Two grown kids, we had dogs before they were born, the entire time they were growing up and now that they are off on their own.


----------



## x11 (Jan 1, 2012)

what a very personal question, not sure how many would be revealing enough to answer.

i have to admit yes to both to some extent. but hey i'm male i don't have kids i know of.


----------



## PatchonGSD (Jun 27, 2012)

Dh and I thought we couldnt have kids, so we got Chloe, then we *did* have a skin child, lol. So yes, it started out that way.


----------



## Gharrissc (May 19, 2012)

Husband and I don't have kids and probably won't,but we choose to have dogs because we are both animal people. So not necessarily to replace kids.


----------



## selzer (May 7, 2005)

I have dogs because I love dogs. We got our first dog when I was about six or seven, and I brought another dog home shortly after we got our first. It had nothing to do with my having kids or not back then, nor does it today. 

I don't have kids. I have nieces and a nephew. My dogs are not kid-substitutes.


----------



## Whiteshepherds (Aug 21, 2010)

Our kids are grown but we had dogs when they were younger too. I will say that the dogs we have now get a lot more attention than the ones we had when the kids were little.


----------



## dogfaeries (Feb 22, 2010)

I've always had dogs - when I was a kid, single, married, before kid, after kid, after kid grew up.

I used to jokingly tell my son that I would be so sad when he went off to college, that I would be forced to get a puppy. He just rolled his eyes at me. And yes, I got a GSD puppy, and then another. Boy, I showed him, lol.


----------



## Discoetheque (Nov 2, 2011)

I've had dogs all my life, though my Shepherds are my first dogs that have truly been mine. My best friend introduced me to the world of competitive obedience and conformation, which is why I got Discoe and Reba. I don't have kids yet, hopefully someday, but my dogs are not substitutes for children or friends or family. I just believe a house is not a home without pets.


----------



## PatchonGSD (Jun 27, 2012)

Have to admit, I have wondered this question before, lol. Thanks for asking it Julie!


----------



## wolfy dog (Aug 1, 2012)

Ever since I moved out on my own as a young adult I have been in the company of dogs. The day I can no longer have dogs will be the day I die. They are world's most amazing animals. They have never been replacements or substitutes for my children. You cannot even compare the two; dogs are animals and children are people to me.


----------



## sparra (Jun 27, 2011)

I have had dogs throughout my life.....have never not had a dog.
As a child growing up we had dogs.
As a single person working I had a dog.
As a married mother of two young children......still have dogs.
They have always been there and will always be there......simple as that.


----------



## Candace (Sep 13, 2012)

We can't have kids.
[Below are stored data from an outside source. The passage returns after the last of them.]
PR #8566, opened 2019-10-11
Set review for staged requests if request state new or review

### LINKED ISSUE #8522: Unstaging revoked requests gives 403
Testing #8507 on build-test I noticed that unstaging a request not in `review` gives a misleading response. It returns a 403, but funnily enough still unstage it from the staging project. 

```
coolo@f102#~>tosc request revoke 1760 -m oops
Result of change request state: ok
coolo@f102#~>tosc ps request delete openSUSE:Factory -s openSUSE:Factory:Staging:A -r 1760
Server returned an error: HTTP Error 403: Forbidden
The request is not in state new or review
coolo@f102#~>tosc -d ps request delete openSUSE:Factory -s openSUSE:Factory:Staging:A -r 1760
DELETE https://api-test.opensuse.org/staging/openSUSE:Factory/staging_projects/openSUSE:Factory:Staging:A/staged_requests
```

vpereira:
Fixes #8522 

Just update the reviews in a request if the request state is `new` or `review`

Add a spec to test to cover the case where request state is `revoked`

### DIFF
--- a/src/api/app/models/staging/staged_requests.rb
+++ b/src/api/app/models/staging/staged_requests.rb
@@ -29,7 +29,7 @@ class Staging::StagedRequests
     not_deleted_packages = package_names - result.pluck(:name)
 
     requests.each do |request|
-      add_review_for_unstaged_request(request)
+      add_review_for_unstaged_request(request) if request.state.in?([:new, :review])
 
       ProjectLogEntry.create!(
         project: staging_project,
--- a/src/api/spec/controllers/staging/staged_requests_controller_spec.rb
+++ b/src/api/spec/controllers/staging/staged_requests_controller_spec.rb
@@ -155,6 +155,20 @@ RSpec.describe Staging::StagedRequestsController do
         it { expect(staging_project.packages).to be_empty }
         it { expect(staging_project.staged_requests).to be_empty }
       end
+
+      context 'with revoked request' do
+        before do
+          login user
+          bs_request.state = :revoked
+          bs_request.save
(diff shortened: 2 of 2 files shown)


src/api/app/models/staging/staged_requests.rb
```diff
@@ -29,7 +29,7 @@ def destroy
     not_deleted_packages = package_names - result.pluck(:name)
 
     requests.each do |request|
-      add_review_for_unstaged_request(request)
+      add_review_for_unstaged_request(request) if [:review, :new].include?(request.state.to_sym)
```
coolo: there is tons of code like `req.state.in?([:review, :new])` and `@bs_request.state.in?([:new, :review])` so I don't think you need .to_sym, but should prefer `.in?` for consistency.

And btw, I found this gem:
```
app/models/bs_request.rb:    unless state == :review || (state == :new && state == :new)
```

vpereira: > there is tons of code like `req.state.in?([:review, :new])` and `@bs_request.state.in?([:new, :review])` so I don't think you need .to_sym, but should prefer `.in?` for consistency.

Yup, i will do it like that, thanks!

> And btw, I found this gem:
> 
> ```
> app/models/bs_request.rb:    unless state == :review || (state == :new && state == :new)
> ```
:pray: TGIF :pray:

vpereira: done @coolo

PR #8576, opened 2019-10-14
Add configuration breadcrumbs for User management

vpereira:
Before:
Screenshot_2019-10-14_13-35-42

After:
Screenshot_2019-10-14_13-48-32

### DIFF
--- a/src/api/app/views/webui/users/_breadcrumb_items.html.haml
+++ b/src/api/app/views/webui/users/_breadcrumb_items.html.haml
@@ -1,17 +1,18 @@
-= render partial: 'webui/main/breadcrumb_items'
 - case action_name
   - when 'index'
+    = render partial: 'webui/configuration/breadcrumb_items'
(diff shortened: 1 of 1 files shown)


src/api/app/views/webui/users/_breadcrumb_items.html.haml
```diff
@@ -1,18 +1,17 @@
-= render partial: 'webui/main/breadcrumb_items'
 - case action_name
   - when 'index'
+    = render partial: 'webui/configuration/breadcrumb_items'
     %li.breadcrumb-item.active{ 'aria-current' => 'page' }
       Manage Users
   - when 'new'
+    = render partial: (User.session ? 'webui/configuration/breadcrumb_items' : 'webui/main/breadcrumb_items')
```
dmarcoux: Is the ternary operator needed? I believe it should always be `'webui/configuration/breadcrumb_items'`.

PR #8579, opened 2019-10-15
Align usage of icons for projects/packages in the UI

### LINKED ISSUE #8480: reviews by_project don't have an icon
https://build.opensuse.org/staging_workflows/136 has zaz selected into N (thanks to @eduardoj for the fix) but the request has a review by_package and is as such orange, but you can't see why.

dmarcoux:
To follow what we already do in the 'Latest Updates' section on the homepage.

Fixes #8480

On the staging workflow page, I couldn't use `text-warning`, so I went with `text-dark` instead.
staging-workflow-after
On the request page:
request-after

As a reference, this is what we already do in the `Latest Updates` section:
latest-updates

### DIFF
--- a/src/api/app/helpers/webui/staging/workflow_helper.rb
+++ b/src/api/app/helpers/webui/staging/workflow_helper.rb
@@ -43,19 +43,22 @@ module Webui::Staging::WorkflowHelper
     end
   end
 
-  def reviewers_gravatar(request, users_hash, groups_hash)
+  def reviewers_icon(request, users_hash, groups_hash)
     missing_reviews = request[:missing_reviews]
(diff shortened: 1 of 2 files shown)


coolo:
I wouldn't necessarly call https://user-images.githubusercontent.com/1102934/66823195-07419b00-ef46-11e9-9abf-450900bd5c10.png 'aligned'. 

Looking at https://build.opensuse.org/staging_workflows/136 I wonder: gibt's die auch in schön?

dmarcoux:
@coolo: Instead of being snide, I wish you would simply phrase your comment**s** with a constructive/friendly tone.

PR #8582, opened 2019-10-16
Staging workflow link instead of branch packages

### LINKED ISSUE #7343: Staging a request branches the package
Staging a request shouldn't branch the package, but create a _link with a fixed revision. Updating a branch with a different revision is much harder and more noisy. You basically need to delete the complete source - while with _links you simply exchange one file.

vpereira:
Fixes #7343 

The code is working, however it probably belongs to somewhere else (maybe a service object, maybe in the `Package` class. The refactoring could be done later.


src/api/app/models/staging/staged_requests.rb
```diff
@@ -84,6 +85,34 @@ def requests
...
   end
 
+  def link_package(bs_request_action)
+    request = bs_request_action.bs_request
+
+    source_package = Package.get_by_project_and_name!(bs_request_action.source_project,
+                                                      bs_request_action.source_package)
+
+    # get the base revision from the source package
+    baserev = source_package.backend_package.srcmd5
```
coolo: This is not the submitted revision but HEAD

src/api/app/models/staging/staged_requests.rb
```diff
@@ -84,6 +85,34 @@ def requests
...
+
+    # create the package in the staging project
+    link_package = Package.create!(project: staging_project,
+                                   name: bs_request_action.source_package)
```
coolo: Does `create!` fail if it already exists? Because that can happen on supersedes

src/api/app/models/staging/staged_requests.rb
```diff
@@ -84,6 +85,34 @@ def requests
...
+
+    # add link file to the project, linking to the source project baserev
+    link_package.save_file(filename: '_link', file: "<link project=\"#{source_package.project.name}\" baserev=\"#{baserev}\"></link>")
```
coolo: what does the baserev to do with this?

src/api/spec/controllers/staging/staged_requests_controller_spec.rb
```diff
@@ -69,7 +69,7 @@
       end
 
       it { expect(response).to have_http_status(:bad_request) }
-      it { expect(staging_project.packages.pluck(:name)).to match_array([target_package.name]) }
+      it { expect(staging_project.packages.pluck(:name)).to match_array([source_package.name]) }
```
coolo: No, we indeed expect the target_package.name here

src/api/app/models/staging/staged_requests.rb
vpereira: I was just mimicking what I saw in the `_link` file and it worked, package can be built. Any suggestion?

src/api/app/models/staging/staged_requests.rb
vpereira: hm supersedes isn't an issue, if you unstage the old issue and stage the new one? Both steps could be packed together in the `osc ps` command. In another hand would be ok to keep the package if it exists and just update the `_link` file?

coolo: IMO a supersede is a single action (especially as long as you don't stop the scheduler from looking at the project after that unstage) - and beging able to update the _link file is main reason why branch is so harmful

src/api/app/models/staging/staged_requests.rb
coolo: In what _link file btw?

src/api/app/models/staging/staged_requests.rb
hennevogel: > would be ok to keep the package if it exists and just update the _link file?

Yes, that is the idea.

src/api/app/models/staging/staged_requests.rb
vpereira: fixed, could you look into it again @coolo ?

src/api/app/models/staging/staged_requests.rb
```diff
@@ -84,6 +85,35 @@ def requests
...
+    # get the revision from the source package
+    source_rev = bs_request_action.source_rev
+
+    # find or create the package in the staging project
+    link_package = Package.find_or_create_by!(project: staging_project, name: bs_request_action.target_package)
+
+    # add or overwrite "_link", linking to the source project baserev
+    Backend::Api::Sources::Package.write_link(staging_project.name,
+                                              link_package.name,
+                                              User.session!, "<link project=\"#{source_package.project.name}\" rev=\"#{source_rev}\"></link>")
```
coolo: You forgot the package here and we need to fixate the `vrev` - because the `source_rev` needs to be expanded `srcmd5` and quite some packages won't work if the start with revision 1.

Just as in the code you're replicating: https://github.com/openSUSE/openSUSE-release-tools/blob/master/osclib/stagingapi.py#L1132

src/api/app/models/staging/staged_requests.rb
```diff
@@ -84,6 +85,44 @@ def requests
...
+  def link_package(bs_request_action)
+    request = bs_request_action.bs_request
+
+    source_package = Package.get_by_project_and_name!(bs_request_action.source_project,
+                                                      bs_request_action.source_package)
+
+    # we need the revision and md5 and make it sticky in the _link
+    # packages in staging a locked in a specific version
+    backend_package_information = Directory.hashed(project: source_package.project.name,
+                                                   package: source_package.name, expand: 1)
```
coolo: we're getting closer. But let me repeat what I wrote in chat: you forgot the (optional) revision

coolo: And I'd suggest you just use `source_package.dir_hash`

src/api/app/models/staging/staged_requests.rb
```diff
@@ -84,6 +85,46 @@ def requests
...
+
+    # we need the revision and md5 and make it sticky in the _link
+    # packages in staging a locked in a specific version
+    query_options = { expand: 1 }
+    query_options[:rev] = bs_request_action.source_rev if bs_request_action.source_rev
+
+    backend_package_information = source_package.dir_hash(query_options)
+
+    # get the revision from the source package
+    source_rev = backend_package_information['vrev']
```
coolo: Whatever the vrev is (I don't think there is any documentation about it :), it's not the source revision :)

vpereira: done

vpereira: vrev is the "version" revision, it is also incremented as rev, but it gets reset if the version of the package changes

vpereira: done

src/api/app/models/staging/staged_requests.rb
```diff
@@ -84,6 +85,44 @@ def requests
...
   end
 
+  def link_package(bs_request_action)
+    request = bs_request_action.bs_request
+
+    source_package = Package.get_by_project_and_name!(bs_request_action.source_project,
+                                                      bs_request_action.source_package)
+
+    # we need the revision and md5 and make it sticky in the _link
+    # packages in staging a locked in a specific version
```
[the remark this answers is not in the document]
vpereira: The comments were important to me to keep track of what I was trying to achieve. Now that it's ready, I removed them.

src/api/spec/cassettes/Staging_StagedRequestsController/POST_create/with_valid_staging_project/1_2_5_4.yml
```diff
@@ -734,106 +25,21 @@ http_interactions:
...
+    uri: http://backend:5352/source/home:permitted_user:Staging:A/target_package/_link?user=permitted_user
     body:
       encoding: UTF-8
-      string: |
-        <workflow project="home:permitted_user" managers="staging-workflow-managers-11">
-          <staging_project name="home:permitted_user:Staging:A"/>
-          <staging_project name="home:permitted_user:Staging:B"/>
-        </workflow>
+      string: <link project="source_project" package="source_package" rev="d41d8cd98f00b204e9800998ecf8427e"
+        vrev=""></link>
```
coolo: you wondered if there it's possible to have empty vrevs, didn't you? Looks like you even got a test case for it

PR #8593, opened 2019-10-20
Fix smoke tests

M0ses:
Without this patch only a part of the string 'openSUSE.org:openSUSE:Tools'
gets passed to the backend, which quits with a 404 from the remote side.

This behavior is non-determenistic.

SEE ALSO:
teamcapybara/capybara#1890

Fix taken from here:

teamcapybara/capybara#1890 (comment)

This patch

* adds a sleep after clicking "Branch existing project" before entering the strings
  to give jQuery the time to complete the animation
* sends the strings char by char to avoid race conditions with autocompletion

### DIFF
--- a/dist/t/spec/features/0040_package_spec.rb
+++ b/dist/t/spec/features/0040_package_spec.rb
@@ -43,6 +43,7 @@ RSpec.describe "Package" do
       click_link('Home Project')
     end
     click_link('Branch Existing Package')
+    page.evaluate_script('$.fx.off = true;') # Needed to disable javascript animations to avoid race conditions
     within('#new-package-branch-modal') do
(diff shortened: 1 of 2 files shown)


coolo:
don't go this route. Disable animations and wait for popups to appear instead

eduardoj:
> don't go this route. Disable animations and wait for popups to appear instead

Yes, something like [this](https://github.com/openSUSE/open-build-service/blob/master/src/api/spec/features/webui/search_spec.rb#L27).

M0ses:
Working on your suggestions - needs to be squashed when done

M0ses:
commits squashed, ready to merge from my POV

PR #8596, opened 2019-10-21
Disable use of concurrency in asset compilation

coolo:
sassc is not thread safe and there are tons of crashes while building packages. Unfortunately #8555 was merged even though the problem was noted there, so applying workaround from the upstream issue.

### DIFF
--- a/src/api/config/application.rb
+++ b/src/api/config/application.rb
@@ -91,6 +91,11 @@ module OBSApi
     # avoid a warning
     I18n.enforce_available_locales = true
 
+    config.assets.configure do |env|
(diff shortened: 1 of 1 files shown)


coolo:
I ran 21 packages with each 12 precompilations and I had 18/21 build failures. With this patch added it's 0/21

vpereira:
nice @coolo!

To be fair before #8555 the probably was already happening, not just so often as now.

hennevogel:
Cool. In #8555 we just mis-attributed this crash to the old sassc issue....

PR #8598, opened 2019-10-22
Refactor BranchPackage model

vpereira:
That's a first iteration on that "model". I want to break it in smaller classes, add specs to that and maybe in the near future merge it with `StagedRequests#link_package`

In This PR:

- Add new specs
- extract the `dryreport` and errors to its own modules
- extract the `set_target_project` method to its own class

### DIFF
--- a/src/api/app/models/branch_package.rb
+++ b/src/api/app/models/branch_package.rb
@@ -533,22 +533,10 @@ class BranchPackage
   end
 
   def set_target_project
-    if params[:target_project]
-      @target_project = params[:target_project]
-      @auto_cleanup = ::Configuration.cleanup_after_days if params[:autocleanup] == 'true'
-    else
-      if params[:request]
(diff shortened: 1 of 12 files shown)


src/api/app/models/branch_package.rb
```diff
@@ -539,23 +530,7 @@ def lookup_incident_pkg(p)
...
-          end
-        else
-          builder.package(project: p[:link_target_project], package: p[:package]) do
-            builder.devel(project: p[:copy_from_devel].project.name, package: p[:copy_from_devel].name) if p[:copy_from_devel]
-            builder.target(project: @target_project, package: p[:target_package])
-          end
-        end
-      end
-    end
+    BranchPackage::DryRun::Report.new(@packages, @target_project).to_xml
```
danidoni: :+1:

PR #8622, opened 2019-10-28
Refactor commit_message to generate_file_diff

### LINKED ISSUE #8306: Refactor instance method 'commit_message' in the Package model
The instance method `commit_message` in the `Package` model has a misleading name. It has nothing to do with commit messages. It's parsing _changes_ files. Renaming the method should be enough to remove the confusion here.

ngsikai:
Hello!

Performed the refactoring as suggested in #8306, changing method name of `commit_message` to `generate_file_diff` as it is closer semantically to what that method is doing.

To verify this feature

- Run the regression spec
Closes #8306


vpereira:
Hey @ngsikai thank you for your submission. 

If you see, in our CI you have some rspec errors, which probably are green for you locally. That's because we use VCR to replay HTTP traffic between frontend and backend. We have some information [here](https://github.com/openSUSE/open-build-service/wiki/Testing-with-VCR), please check it and see if you are able to generate the VCR for the new test case that you created

ngsikai:
Hey @vpereira ,

Thanks for sharing on how to fix the spec errors. I am unfortunately having problems starting up the backend service to capture the new VCR response. 

When I run `docker-compose up backend` locally,

I am faced with an error like this:

Screen Shot 2019-10-29 at 2 42 21 PM

Would like to get some advice on what I am doing wrong/ what I should be doing to start it up successfully. Did a submodule init and submodule update within `src/backend` to pull in the build submodule but that raised different errors as well.

dmarcoux:
Hey @ngsikai,

After you did the submodule init, what were the errors? We'll do our best to help you out on this one.

hennevogel:
@ngsikai are you by any chance on macos? If yes you need a [case sensitive filesystem](https://github.com/openSUSE/open-build-service/wiki/Setup-an-OBS-Development-Environment-on-macOS).

ngsikai:
@dmarcoux @hennevogel I am indeed on macos and do not have a case sensitive filesystem. I give the linked solution a shot then 👍 Thanks for the suggestion 🙏

PR #9896, opened 2020-07-09
[backend] add memoization of files via the $conf{'memoize'} file

sjamgade:
The master process can memoize files and provide them to the forked
children, if they havent changed since the last time they were changed.

The children or any other process can request memoization by writing its
path to $conf{'memoize'} file as stored in the master process. The
children do not run periodic check so only master process will be doing
the periodic calls.
The maxsize of any memoized file can be controlled via
$conf{'memoize_max_size'}. It does not have default value but this value
is mandatory for memoization to continue.


marcus-h:
On 2020-07-09 04:50:42 -0700, Sumit Jamgade wrote:
> The master process can memoize files and provide them to the forked
> children, if they havent changed since the last time they were changed.
>
> The children or any other process can request memoization by writing its
> path to $conf{&#39;memoize&#39;} file as stored in the master process.

Out of curiousity, what's your concrete use case in the OBS itself? (Currently,
there are no users of this feature).

> diff --git a/src/backend/BSStdServer.pm b/src/backend/BSStdServer.pm
> index eceebc40496..e64d4a01a09 100644
> --- a/src/backend/BSStdServer.pm
> +++ b/src/backend/BSStdServer.pm

<SNIP>

> +sub do_memoize {
> +  my ($fn, $msize) = @_;
> +  if (-e "$fn") {

return unless -e "$fn"; would save a level of indention:)

> +    my $file;
> +    BSUtil::lockopen($file, '<', "$fn");
> +    rename($fn, "$fn.read") || die("rename $fn $fn.read $!\n");

Just two thoughts:
- the rename might break your locking scheme (assumption: processes that
  write to the file also need an exclusive lock on it)
- hmm waiting for a lock in a periodic handler? (this might be OK (depending
  on how this feature is used...))

sjamgade:
This is first part of the PR and I am working on the second part.
Thank for the input.

mlschroe (approved):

And we do have dogs and continue to do so. They are my babies but not a substitute. We still would of had pets if we had kids as we are huge animal lovers. The only difference would be not as many. 


Sent from my iPhone using PG Free


----------



## SewSleepy (Sep 4, 2012)

I have kids and just the one dog. We got Seven because I'm a dog person and I wanted my daughter growing up with a dog. 

When I was single and childless I had 2 cats (still have one). I got them because I always wanted a cat. I'm just an animal person - fuzzy animals, not feathery or scaley ones. The cats were not to alleviate some loneliness I felt-I've always been a bit of a loner. Pets just seem to make a home more homey.


Sent from my iPhone using PG Free


----------



## jourdan (Jul 30, 2012)

I've always had cats growing up, living single and married. My GSD is my baby I guess you could say he substitutes for a child as my husband and I are still in our early 20's. We also live in Germany and like to party so kids don't fit to well in our lives but our Vader does. When we do have kids he will be just as loved and cared for as before. A house is not a home without something fluffy and for legged. 


Sent from my iPhone using PG Free


----------



## Mrs.K (Jul 14, 2009)

My parents bred dogs before I was even born. 
While we don't have children, I don't have dogs because of that. It's something that just comes with the family. I've always had dogs. I cannot imagine a life without dogs. It is hard enough not to have a horse but no dogs? NOPE!


----------



## fuzzybunny (Apr 29, 2011)

Gharrissc said:


> Husband and I don't have kids and probably won't,but we choose to have dogs because we are both animal people. So not necessarily to replace kids.


This


----------



## Peter. (Aug 22, 2012)

We have two young boys and considered having a third child.. but instead decided a dog would be a nice way to complete our family.. 

at least for now.. haha


----------



## NancyJ (Jun 15, 2003)

Can only choose one so I did not. I have grown kids. We have always had dogs. They are not kids to us but they are membes of our family.


----------



## Syaoransbear (Sep 25, 2008)

I don't think a dog is the same as a kid, otherwise I wouldn't have a dog. I hate kids, so I don't have a dog to satisfy my desire for a child.


----------



## llombardo (Dec 11, 2011)

I was raised with dogs my whole life. I couldn't imagine not having dogs. My family couldn't imagine me without any dogs


----------



## Rerun (Feb 27, 2006)

I used to be one of those "never going to have kids, my dogs are my kids, I'd give my life to save them" type of people.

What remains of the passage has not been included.